Net cash provided by operations for the nine months ended September 30, 2005 and 2004 was
$91.9 million and $67.3 million, respectively. Substantially all of our cash provided by
operations is generated from coal royalty revenues.
Net cash used in investing activities for the nine months ended September 30, 2005 was $76.1
million compared to $77.7 million for 2004. The 2005 results include the acquisition of coal
reserves from Plum Creek Timber Company, Inc. for $21.25 million, the acquisition of coal reserves
from Steelhead for $35.0 million, the acquisition of a coal preparation plant and loadout facility
from Dolphin for $6.0 million and the acquisition of the Area F/Lexington coal reserves for $13.5
million.
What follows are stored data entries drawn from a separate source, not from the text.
PR #1349, opened 2024-04-18
BREAKING CHANGE: Enhance the Dropdown shadow and remove its feature flag #DS-1067

crishpeen:


literat (approved):
LGTM 👍

Did you try running e2e tests on this PR using GitHub Actions. I do not see the label set. But the visual snapshot is updated 🤔

pavelklibani (approved):

adamkudrna:
> LGTM 👍
> 
> Did you try running e2e tests on this PR using GitHub Actions. I do not see the label set. But the visual snapshot is updated 🤔

@literat In that case, could we say "run visual tests automatically whenever a snapshot is changed"? 🤔

adamkudrna (approved):
Cool! Maybe I'd just mention the feature flag name explicitly in the Migration Guide.

literat:
> In that case, could we say "run visual tests automatically whenever a snapshot is changed"? 🤔

I think this is possible to have a condition in our pipeline based on changed files.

Net cash used in investing activities for 2004 include the acquisitions of coal reserves
from BLC, Apollo, Pardee Minerals and Clinchfield.
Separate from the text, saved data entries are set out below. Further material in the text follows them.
PR #1350, opened 2024-04-18
Docs(web-twig): Document correctly when the goBackTitle prop is required in Breadcrumbs #DS-921

crishpeen:

### DIFF
--- a/packages/web-twig/src/Resources/components/Breadcrumbs/README.md
+++ b/packages/web-twig/src/Resources/components/Breadcrumbs/README.md
@@ -26,14 +26,15 @@ Basic example usage:
 ```
 
 ```twig
-<Breadcrumbs items={ items } />
+<Breadcrumbs goBackTitle="Back" items={ items } />
 ```
 
 Without lexer:
 
 ```twig
 {% embed "@spirit/breadcrumbs.twig" with { props: {
-    items: items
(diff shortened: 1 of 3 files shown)


packages/web-twig/src/Resources/components/Breadcrumbs/README.md
```diff
@@ -95,11 +95,11 @@ content can be overridden by any custom block content.
...
+| Name          | Type     | Default | Required | Description                                                                                                                                                                                  |
+| ------------- | -------- | ------- | -------- | -------------------------------------------------------------------------------------------------------------------------------------------------------------------------------------------- |
+| `elementType` | `string` | `nav`   | ✕        | HTML tag to render                                                                                                                                                                           |
+| `goBackTitle` | `string` | —       | ✕        | Title/translation for back link to previous page on mobile. It's required to be set along with `items`. If items property is not passed, backlink is to be created within children property. |
```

Net cash used in financing activities for the nine months ended September 30, 2005 was $8.5
million compared to net cash provided by financing activities of $22.4 million for the same period
a year ago. In the nine months ended September 30, 2005, we borrowed $56.0 million on our revolving
credit facility to fund acquisitions, we then repaid $50.0 million of that balance with the
issuance of $50.0 million in new 5.05% senior notes. In addition to the repayment of the revolving
credit facility, we paid $9.4 million in principal payments on our senior notes and we made
distributions to our partners of $55.1 million. During the nine months ended September 30, 2004,
results include $200.4 million in net proceeds from our equity offering in March 2004, a $2.1
million capital contribution from our general partner to maintain its 2% general partner interest,
as well as $75.5 million in proceeds from borrowings on our credit facility. We used $102.5 million
of the net proceeds from the equity offering to pay the outstanding balance on our credit facility
and $100.1 million to redeem 2.6 million common units owned by Arch Coal. We also paid $9.4 million
in principal payments on our senior notes along with distributions to our partners totaling $43.6
million.
Contractual Obligations and Commercial Commitments
At September 30, 2005, our debt consisted of:
| $6 million outstanding under our $175 million revolving credit facility that matures in October 2009; | ||
| $53.4 million of 5.55% senior notes due 2023, with a 10-year average life; | ||
| $68 million of 4.91% senior notes due 2018, with a 7.5-year average life; | ||
| $35 million of 5.55% senior notes due 2013, with a 9-year average life; and | ||
| $50 million of 5.05% senior notes due 2020, with a 9-year average life. |
The $50 million of 5.05% senior notes due 2020 were issued on July 19, 2005. The proceeds
from the issuance of these senior notes were used to repay borrowings under the revolving credit
facility.
Credit Facility. On October 29, 2004, NRP (Operating) LLC entered into a 5-year, $175 million
revolving credit facility with Citigroup Global Markets, Inc. and Wachovia Capital Markets, LLC as
joint lead arrangers. The facility permits NRP Operating to increase the size of the facility up
to $300 million without obtaining lender consents.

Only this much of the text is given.